- _TO DO_
Where a line in the listing below contains the word "schemaVersion", copy that line.

- _DATASET ENTRIES_
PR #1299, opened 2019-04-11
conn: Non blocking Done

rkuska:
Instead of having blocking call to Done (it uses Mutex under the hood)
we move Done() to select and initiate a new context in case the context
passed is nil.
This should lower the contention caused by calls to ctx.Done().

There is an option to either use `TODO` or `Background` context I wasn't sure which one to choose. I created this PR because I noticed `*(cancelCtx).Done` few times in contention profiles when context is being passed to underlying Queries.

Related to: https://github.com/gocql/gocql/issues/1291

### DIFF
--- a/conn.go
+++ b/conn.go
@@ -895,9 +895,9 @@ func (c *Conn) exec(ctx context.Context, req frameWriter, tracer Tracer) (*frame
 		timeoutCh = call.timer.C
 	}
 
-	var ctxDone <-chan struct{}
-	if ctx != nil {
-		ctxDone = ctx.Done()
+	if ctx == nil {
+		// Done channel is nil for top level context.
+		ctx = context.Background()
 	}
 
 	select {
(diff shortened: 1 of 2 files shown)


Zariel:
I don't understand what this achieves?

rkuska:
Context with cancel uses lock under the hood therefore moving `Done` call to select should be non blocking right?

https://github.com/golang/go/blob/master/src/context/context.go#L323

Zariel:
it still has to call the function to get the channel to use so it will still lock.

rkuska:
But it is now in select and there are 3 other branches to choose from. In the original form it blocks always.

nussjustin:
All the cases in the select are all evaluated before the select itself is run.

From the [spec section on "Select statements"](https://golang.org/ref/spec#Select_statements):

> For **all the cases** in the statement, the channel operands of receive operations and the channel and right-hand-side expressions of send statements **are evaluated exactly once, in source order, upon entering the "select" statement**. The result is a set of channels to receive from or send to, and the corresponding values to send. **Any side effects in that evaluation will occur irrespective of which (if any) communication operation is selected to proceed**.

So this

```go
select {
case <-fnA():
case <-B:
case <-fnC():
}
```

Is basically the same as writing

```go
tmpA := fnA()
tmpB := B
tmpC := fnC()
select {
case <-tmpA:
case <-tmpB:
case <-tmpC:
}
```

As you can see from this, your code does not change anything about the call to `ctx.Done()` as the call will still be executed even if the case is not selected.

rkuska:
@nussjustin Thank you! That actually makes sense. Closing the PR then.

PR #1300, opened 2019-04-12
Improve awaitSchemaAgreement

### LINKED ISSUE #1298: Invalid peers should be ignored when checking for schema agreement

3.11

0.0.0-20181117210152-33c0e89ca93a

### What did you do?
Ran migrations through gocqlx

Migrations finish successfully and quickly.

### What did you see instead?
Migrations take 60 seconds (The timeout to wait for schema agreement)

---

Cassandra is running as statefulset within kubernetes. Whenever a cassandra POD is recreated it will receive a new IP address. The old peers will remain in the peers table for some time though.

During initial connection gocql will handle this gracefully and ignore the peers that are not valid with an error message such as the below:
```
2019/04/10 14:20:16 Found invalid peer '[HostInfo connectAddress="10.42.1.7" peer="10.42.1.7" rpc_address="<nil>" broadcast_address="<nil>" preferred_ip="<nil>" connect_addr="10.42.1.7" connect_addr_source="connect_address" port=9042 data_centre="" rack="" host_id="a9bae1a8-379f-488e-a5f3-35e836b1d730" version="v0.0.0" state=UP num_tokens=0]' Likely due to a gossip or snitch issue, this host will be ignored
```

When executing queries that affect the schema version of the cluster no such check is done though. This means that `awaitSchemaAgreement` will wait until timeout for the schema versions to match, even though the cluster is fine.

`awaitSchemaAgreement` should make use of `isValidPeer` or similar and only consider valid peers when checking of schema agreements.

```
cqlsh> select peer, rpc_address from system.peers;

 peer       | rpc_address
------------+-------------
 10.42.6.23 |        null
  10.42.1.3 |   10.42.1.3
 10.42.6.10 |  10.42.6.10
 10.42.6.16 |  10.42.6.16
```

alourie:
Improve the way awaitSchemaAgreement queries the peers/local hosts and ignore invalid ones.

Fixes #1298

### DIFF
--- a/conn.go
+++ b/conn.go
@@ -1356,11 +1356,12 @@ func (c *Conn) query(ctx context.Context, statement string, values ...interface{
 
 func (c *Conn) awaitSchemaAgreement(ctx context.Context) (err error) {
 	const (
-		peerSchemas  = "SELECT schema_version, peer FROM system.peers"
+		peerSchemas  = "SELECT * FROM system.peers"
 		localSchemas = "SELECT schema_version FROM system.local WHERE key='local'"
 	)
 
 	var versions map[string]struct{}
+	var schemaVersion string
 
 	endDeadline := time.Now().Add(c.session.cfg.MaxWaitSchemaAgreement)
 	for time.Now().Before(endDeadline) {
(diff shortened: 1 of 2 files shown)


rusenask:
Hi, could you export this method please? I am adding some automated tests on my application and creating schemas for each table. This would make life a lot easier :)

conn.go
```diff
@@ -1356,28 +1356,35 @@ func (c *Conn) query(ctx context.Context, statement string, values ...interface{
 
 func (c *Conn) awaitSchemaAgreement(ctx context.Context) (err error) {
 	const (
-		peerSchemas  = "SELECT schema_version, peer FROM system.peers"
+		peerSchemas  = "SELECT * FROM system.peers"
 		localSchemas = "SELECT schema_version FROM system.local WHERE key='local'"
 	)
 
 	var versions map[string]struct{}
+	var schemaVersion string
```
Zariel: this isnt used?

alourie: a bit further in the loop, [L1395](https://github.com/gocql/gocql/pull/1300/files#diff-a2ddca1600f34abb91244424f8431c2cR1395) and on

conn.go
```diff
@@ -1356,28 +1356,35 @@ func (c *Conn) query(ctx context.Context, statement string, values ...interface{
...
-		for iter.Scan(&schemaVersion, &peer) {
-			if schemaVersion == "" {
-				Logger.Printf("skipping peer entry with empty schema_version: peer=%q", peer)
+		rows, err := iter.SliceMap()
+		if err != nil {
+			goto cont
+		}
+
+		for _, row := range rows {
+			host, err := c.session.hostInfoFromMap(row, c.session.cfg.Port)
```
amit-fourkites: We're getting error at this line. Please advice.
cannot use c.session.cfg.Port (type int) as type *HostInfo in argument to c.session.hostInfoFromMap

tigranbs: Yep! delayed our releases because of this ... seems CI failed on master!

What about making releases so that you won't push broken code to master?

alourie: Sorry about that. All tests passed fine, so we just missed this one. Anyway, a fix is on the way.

- _ANSWER BELOW_
+	var schemaVersion string
+	var schemaVersion string
-		for iter.Scan(&schemaVersion, &peer) {
-			if schemaVersion == "" {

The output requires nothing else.